7.  Finalmente, como en otras ocasiones ha dicho esta Sala, si la  administración de justicia adopta decisiones adversas a las  peticiones o a los intereses de quienes a ella concurren, no por ello  puede concluirse que se han conculcado derechos fundamentales, en la  medida que sus providencias sean proferidas por los funcionarios  competentes y se sujeten a los cánones constitucionales y  legales que reglan su actividad, y sin tal violación, la  acción de tutela se torna improcedente.  

8.  Así  las cosas, se concluye que en el presente  caso no es posible acceder a la petición de amparo, por lo que  se negará por improcedente, como previamente se había  anunciado.  

En  mérito de lo expuesto, la Corte  Suprema de Justicia, en Sala de Decisión Penal de Tutelas n.°  2,  administrando justicia en nombre de la República y por  autoridad de la Ley,  

RESUELVE  

1.  NEGAR  la acción de tutela promovida por los ciudadanos WILSON  ALBERTO LOAIZA RENDÓN,  ADALBERTO  ESCOBAR ESCOBAR  y JAVIER  ANTONIO ROJAS PÉREZ,  por las razones expuestas en la parte motiva.  

2.  En  caso de no ser impugnada la presente decisión, REMITIR  las diligencias a la Corte Constitucional para su eventual revisión.  

NOTIFÍQUESE  Y CÚMPLASE  

FERNANDO  ALBERTO CASTRO CABALLERO  

JOSÉ  LUIS BARCELÓ CAMACHO  

LUIS  ANTONIO HERNÁNDEZ BARBOSA  

NUBIA  YOLANDA NOVA GARCÍA  

Secretaria  

1          Ver          folios 62 a 63 del Cuaderno Original Principal de Tutela de Primera          Instancia.  

2          Ver          folios 85 a 95. Ibídem.  

3          Ver          folios 80 a 117 y 119. Ibídem.  

4          Ver          folios 6 a 20. Ibídem.  

5          Ver          folios 125 a 126. Ibídem.  

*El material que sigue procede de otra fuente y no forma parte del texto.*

PR #5935, opened 2015-09-15
Ensure NPM scripts always use local binary

### LINKED ISSUE #5933: Use $(npm bin) in npm scripts
Hello,

At the moment, `package.json`refers to "best-used-globally" module binaries in its npm scripts.
Their presence in the user's PATH is assumed, though `gulp` and `bower` are explicitely stated as dependencies in the package.json.
This causes the app's build cycle to break (especially `npm install` because of the postinstall script)
on all environments that do not match this requirement.
Most of the time, even though it's kinda annoying anyway, the user can just run `npm install -g bower` and fix the issue.
Unfortunately it's not the case 100% of the time, so I guess it'd be better to simply refer to "preferGlobally" binaries using `$(npm bin)` inside npm scripts.
## 

Tim

ziir:
This probably requires an update of the documentation.
Globally installing modules such as gulp or bower is no longer necessary for npm scripts to work.

Fixes #5933

### DIFF
--- a/package.json
+++ b/package.json
@@ -79,11 +79,11 @@
     "node": "0.10.x"
   },
   "scripts": {
-    "test": "gulp test",
-    "start": "gulp run:dev",
-    "sprites": "gulp sprites:compile",
-    "postinstall": "bower --config.interactive=false install -f; gulp build;",
-    "coverage": "COVERAGE=true mocha --require register-handlers.js --reporter html-cov > coverage.html; open coverage.html"
+    "test": "$(npm bin)/gulp test",
+    "start": "$(npm bin)/gulp run:dev",
+    "sprites": "$(npm bin)/gulp sprites:compile",
+    "postinstall": "$(npm bin)/bower --config.interactive=false install -f; $(npm bin)/gulp build;",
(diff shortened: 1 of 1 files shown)


package.json
```diff
@@ -31,7 +31,6 @@
     "grunt-contrib-watch": "~0.6.1",
     "grunt-hashres": "~0.4.1",
     "grunt-karma": "~0.6.2",
-    "gulp": "^3.9.0",
```
crookedneighbor, line 34: Doesn't gulp still need to be installed locally?

ziir, line 34: Yes it does, sorry about that

crookedneighbor:
Beautiful. I recently made the change from using `./node_modules/.bin/<whatever>` to just `<whatever>` forgetting that not all systems default to using the npm bin path. Using `$(npm bin)` is much nicer.

crookedneighbor:

ziir:
Thank you for such a swift response!
Yup, I just signed up :) My user id is c2fcde39-8331-4ac1-becd-f3ebe80befc2

crookedneighbor:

6          Ver          folios 72 a 73. Ibídem.  

7          Ver          folios 137 a 138 y 215 a 216. Ibídem.  

8          Ver          folios 77 a 82. Ibídem.  

9          Ver          folio 142 y 220. Ibídem.  

10          Ver          folios 146 a 148 y 193 a 195. Ibídem.  

11          Ver          folio 177 y 224. Ibídem.  

12          Ver          folios 226 a 227 y 229 a 230. Ibídem.  

13          Ver          folio 233. Ibídem.  

14          Ver          folio 60A. Ibídem.